Interference of co-existing foreign substances

A variety of co-existing foreign substances are present in the biological solution, which often interfere with the analysis. Therefore, a cleanup procedure is required before analysis. Herein, fluorescence emission response of the nanocomposite upon addition of some familiar foreign ions and excipients such as ι-tryptophan, phthalic acid, glycerol, glucose, HSA, K⁺ (SO₄ ²⁻), Na⁺ (Cl⁻), Cu²⁺(SO₄ ²⁻), Fe³⁺(SO₄ ²⁻), and Ca²⁺ (NO₃ ⁻) were examined at the same conditions. These materials are mostly contained in commercial capsules and pills. The same experiments with these materials are also reported in previous literatures due to possibility of practical application of their procedures. From Table 1, it was observed that most of the common metal ions and excipients did not produce any noticeable effect on the fluorescence emission of the QDs even at higher concentration. However, it was noteworthy from Table 1 that Fe³⁺ and Cu²⁺ quench the fluorescence of QDs. Thus, they could be allowed at lower concentration levels without significant interference. The same results were obtained in most of the nanoprobes based on QDs [21, 23, 30, 31].
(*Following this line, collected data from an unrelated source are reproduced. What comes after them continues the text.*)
PR #1567, opened 2021-08-26
WIP: retry strategy runner code

shaffeeullah:
Not close to being done/working.


conformance-test/retryStrategy.ts
```diff
@@ -0,0 +1,151 @@
...
+    describe(`Scenario ${testCase.id}`, () => {
+      retryTestCases.retryCases.forEach((instructionSet: RetryCase) => {
+        const instructions = instructionSet.instructions;
+        //TODO set emulator based on instructions
+        testCase.methods.forEach(jsonMethod => {
+          const jsonMethodName = jsonMethod.name;
+          const jsonMethodResources = jsonMethod.resources;
+          const functionList = methodMap.get(jsonMethodName);
+          functionList?.forEach(storageMethod => {
+            function generateName(bucketOrFile: string) {
```
ddelgrosso1, line 91: If this scenario starts to get long it might be worth moving this function outside instead of nesting it in here. Also, maybe use template strings for the return to be consistent with other places.

conformance-test/retryStrategy.ts
```diff
@@ -0,0 +1,151 @@
...
+            });
+
+            it(`${storageMethod}`, async () => {
+              //if there are multiple cases, we're going to run into duplicate names here
+              const result = storageMethod(bucket);
+              // based on expectSuccess, make sure the right thing happens
+            });
+
+            after(() => {
+              return Promise.all([deleteAllBucketsAsync()]);
```
ddelgrosso1, line 114: Is there a need to rewrap the return from `deleteAllBucketsAsync()` here?

conformance-test/test-data/retryStrategyTestData.json
```diff
@@ -0,0 +1,262 @@
...
+          {
+            "instructions": []
+          }
+        ],
+        "methods": [],
+        "preconditionProvided": false,
+        "expectSuccess": false
+      }
+    ]
+  }
```
ddelgrosso1, line 262: Probably get caught by the linter but this file is missing a new line.

shaffeeullah: `v4SignedUrl.json` also doesn't have a new line. I think this is fine?

shaffeeullah: or is new line the correct thing to do

shaffeeullah:
@ddelgrosso1 Still WIP. Needs to be refactored for sure. I want to discuss the overall structure with you in our next sync before doing more. I'm not sure how I'm supposed to be using RESOURCES with the way that we structured the method mapping (and the way that I wrote the methods). Let's pair on this in our next sync.

ddelgrosso1:
@shaffeeullah sounds good to me. If I have some time today I will take a look again.

conformance-test/retryStrategy.ts
```diff
@@ -0,0 +1,190 @@
...
+  }
+});
+
+function excecuteScenario(testCase: RetryTestCase) {
+  testCase.retryCases.forEach((instructionSet: RetryCase) => {
+    configureTestBench(instructionSet.instructions);
+    testCase.methods.forEach(jsonMethod => {
+      const functionList = methodMap.get(jsonMethod.name);
+      functionList?.forEach(storageMethodString => {
+        const storageMethodObject = (global as any).storageMethodString;
```
ddelgrosso1, line 102: If `storageMethodString` is coming in as string type you may have to use bracket notation here instead.

shaffeeullah: using bracket notation throws errors: "Type string cannot be used as an index type"
I will run the code and debug it from there.

ddelgrosso1: I would just make sure that using a `.` works with a string. Maybe TypeScript handles it cleaner than vanilla JS.

ddelgrosso1: Actually, I think it might be because `global` is of type `any` and not `object`. If you have a way to test, I would just make sure dot notation works as expected and leave it that way if so.

shaffeeullah: I was thinking of testing it after we merge this PR? i'm sure i'll encounter other bugs along the way.

ddelgrosso1:
Structurally I think this is in a good spot to go into the staging branch. Perhaps maybe just fix up the linter problems (at least the error)?

shaffeeullah:
> Structurally, I think this is in a good spot to go into the staging branch. Perhaps maybe just fix up the linter problems (at least the error)?

Theoretically fixed the error. Waiting for linting to finish running. All the warnings saying that a function isn't used will continue to exist because the functions are used via variables. I will manually add an ignore to all of those. Let me know if you think this is the incorrect way to handle this situation.

ddelgrosso1 (approved):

Table 1 Coexistent substances effect on the fluorescence emission of the of optimized SA/QDs nanocomposite–amantadine solution

Analytical application

To demonstrate that the proposed method was feasible, the fluorescent SA/QDs nanocomposite was applied to determine amantadine in commercial capsules. Moreover, to evaluate the accuracy of the developed method, the samples were analyzed with the reference HPLC method for the assay of amantadine. The results are shown in Table 2. It can be seen that the relative standard deviation (RSD) was lower than 2.3, which indicates that the proposed method is in good agreement with those using the HPLC method and can meet the requirement of microanalysis in the sample.
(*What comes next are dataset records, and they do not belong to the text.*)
PR #1569, opened 2021-08-27
feat: add method mapping json file

ddelgrosso1:


shaffeeullah (approved):
should `deleteResumableCache` be here? I just realized that it's still commented out in my libraryMethods file. Otherwise, looks good. I didn't check to see that the number of functions here matches the number of functions in the libraryMethod file. Hopefully if one is missing from either of these it'll surface itself when we're testing.

ddelgrosso1:
@shaffeeullah there were a couple functions that I could not figure out what actual endpoint they were testing, i.e. most of the HMAC related functions as well as `getServiceAccount`.

PR #1586, opened 2021-09-08
chore: Label deprecated options with TS style syntax

fhinkel:
Deprecated properties still show up with api-extractor. To get the same behavior
as with JSDocs, we need to mark deprected items `internal`. See
https://api-extractor.com/pages/tsdoc/tag_deprecated/


fhinkel:
See internally b/199306482

shaffeeullah (approved):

Table 2 Result for amantadine determination in commercial capsules

Conclusion

In this paper, we presented for the first time an uncomplicated route to prepare a novel simple fluorescence nanosensor for rapid sensing of amantadine. It was successfully constructed by embedding GSH capped CdTe/ZnS QDs into SA biopolymer. The obtained QDs were characterized using TEM, TGA, FT-IR, fluorescence, and UV–vis spectroscopy. The results showed that fluorescence intensity of GSH-CdTe/ZnS QDs was significantly improved after embededing into SA. The sizes of the prepared QDs were about ∼3.5 nm. With the addition of amantadine, the fluorescence intensity of QDs decreased considerably. We optimized some important factors which would affect on the fluorescence intensity in the interaction between QDs and amantadine. Under the optimized experimental conditions, amantadine quenched the fluorescence intensity of QDs by dynamic mechanism. In addition, a linear calibration plot was observed for the fluorescence quenching at 576 nm against the amantadine concentration in the range of 3.1–27.9 × 10⁻⁶ mol/L with a correlation coefficient of 0.99. The assay was satisfactory applied to the amantadine determination in real samples. We expect that the proposed sensor with high sensitivity, rapid response, low cost, and stability will be applied to improve performance of biosensors.